Eran las 10 de la mañana y estabamos todos en el hostal, allí sentados en el salón hablando y compartiendo experiencias y demas sobre ciclismo. Luego nos fuimos a comer sobre las 2pm, y teníamos mesa reservada para cenar a las 5pm…. una locura!. Fuimos a cenar a un sitio muy chulo en primera línea de costa, aunque os podreís imaginar que cene yo a las 5:30pm cuando habíamos terminado de comer a las 2:30pm… jejeje

El domingo perdido, porque no paró de llover en todo el día. 

Pero…… los ciclistas estamos muy locos y alguien propuso salir a rodar el lunes temprano, antes de ir al ferry de vuelta (10am). Y aquí…. empezó el calvario… nuestra compañera Nataly (italiana) que se tenía que marchar el mismo domingo después de cenar pues ella trabajaba el lunes en Londres, se fué al ferry de las 7 de la tarde y al rato nos llama para decirnos que el ferry ha sufrido un incendio y que se ha cancelado, la tocó ir a otro puerto de la isla y tomar otro ferry, todo un putadón. Pero claro, al día siguiente, nosotros deberíamos tomar ese mismo ferry a las 10am, ¿que pasaría?

No tardarón mucho desde la empresa de los ferrys en enviar un email para informarnos de todo esto y decirnos que nuestro ferry saldría desde otro puerto y a las 12:30am en lugar de las 10:00am. Esto, trastocaba nuestro plan de volver pedaleando desde Lymington a Londres, pues son dos horas y media vitales para una ruta tan larga, pero quedaban esperanzas. Al rato, recibimos otro email, diciendo que el ferry se atrasaba a las 13:30pm, así que adios al plan de volver pedaleando a Londres.
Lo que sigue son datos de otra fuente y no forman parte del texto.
PR #1324, opened 2023-06-20
Make call and invoke either return an IDL value or throw.

jyasskin:
They used to return JS Completions, contrary to the claim at their definitions.

***
<a href="https://whatpr.org/webidl/1324.html" title="Last updated on Jun 20, 2023, 9:08 PM UTC (5d50915)">Preview</a> | <a href="https://whatpr.org/webidl/1324/c45a0f3...5d50915.html" title="Last updated on Jun 20, 2023, 9:08 PM UTC (5d50915)">Diff</a>

### DIFF
--- a/index.bs
+++ b/index.bs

Y aquí es cuando el loco del grupo dice…. ¿y porque no madrugamos un poco y vamos a pedalear por la isla antes de ir al ferry? Pues dicho y hecho. A las 5am todos en pie para prepararnos, desayunar algo y a las 6am todos sobre la bici para pedalear. Me levante con pocas ganas, pero dije: “Que cojones, cuantas veces voy a tener la oportunidad de pedalear en esta isla? Arriba!!!

Creo que fuímos seis a pedalear por esas carreteras que recorren la costa de la isla. Creo que solo conté 8 o 9 coches en las dos primeras horas de pedaleo y con las subidas y bajadas continuas, disfruté como un enano… eso sí… mis piernas a 5.800 revoluciones por minuto en cada bajada, porque seguía si poder utilizar el plato grande por miedo a romper otra vez la cadena. Se morían de risa al verme pedalear como un loco para poder ir a su velocidad.

Después del paseo de unos 80kms por la isla, nos fuimos a almorzar un poco a un sitio bien chulo, donde el camarero nos atendió como si nos conociera de toda la vida, hasta que nos dijo que él también era ciclista y por lo tanto, eramos amigos, jajaja. Después de recargar la pilas, nos volvimos al hostal, recogimos las cosas y a pedalear otros 25kms hasta el puerto donde nos esperaba el ferry para llevarnos en esta ocasión al puerto de Southampton, donde cogeríamos un tren de vuelta hasta Londres.

 

Aquí os dejo algunas fotos curiosas de la isla.

Resumen de la aventura…… me lo pasé en grande, hicimos buenos kilómetros en las bicis, ha sido una gran experiencia y todo un “campamento intensivo” de Inglés para mejorar mis conocimientos y fluidez.